**Aim of the task:**
From the entries, copy out every line in which the word "thanks" is found.

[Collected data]

PR #1342, opened 2024-02-09
SM: Higher default for multi HTTP checks

### LINKED ISSUE #1173: default timeout ( 3s ) is too low for multihttp checks
The default timeout on a synthetic monitoring check is 3000ms

https://github.com/grafana/terraform-provider-grafana/blob/5abae1fd4e9dbab819a4d515ba3481422bcac8b1/docs/resources/synthetic_monitoring_check.md?plain=1#L423-L428

For multi-http checks, this tends to be too short.  Multi-http checks are backed by k6 it can sometimes take 1 second to start the k6 process,  leaving less time for the check to complete before the timeout.  5 seconds would probably be a more appropriate default for multi-http checks.

julienduchesne:
As suggested here: https://github.com/grafana/terraform-provider-grafana/issues/1173 
Can't hurt to raise the defaults for those. Not going to raise all of them because it would cause too much drift. Multi-HTTP is newer and is the one that needs it so it's fine, I think

### DIFF
--- a/internal/resources/syntheticmonitoring/resource_check.go
+++ b/internal/resources/syntheticmonitoring/resource_check.go
@@ -16,6 +16,11 @@ import (
 	"github.com/grafana/terraform-provider-grafana/internal/common"
 )
 
+const (
+	checkDefaultTimeout          = 3000
+	checkMultiHTTPDefaultTimeout = 5000
+)
+
 var (
 
 	// Set variables for schemas used in multiple fields and/or used to transform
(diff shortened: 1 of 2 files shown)


peterschretlen:
Nice, thanks @julienduchesne 🙌

peterschretlen (approved):
LGTM, thanks for fixing this!  We were going to have the same problem with the upcoming introduction of k6 "scripted" checks,  so this fix is very timely 🙏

**Finished exercise:**
Nice, thanks @julienduchesne 🙌
LGTM, thanks for fixing this!  We were going to have the same problem with the upcoming introduction of k6 "scripted" checks,  so this fix is very timely 🙏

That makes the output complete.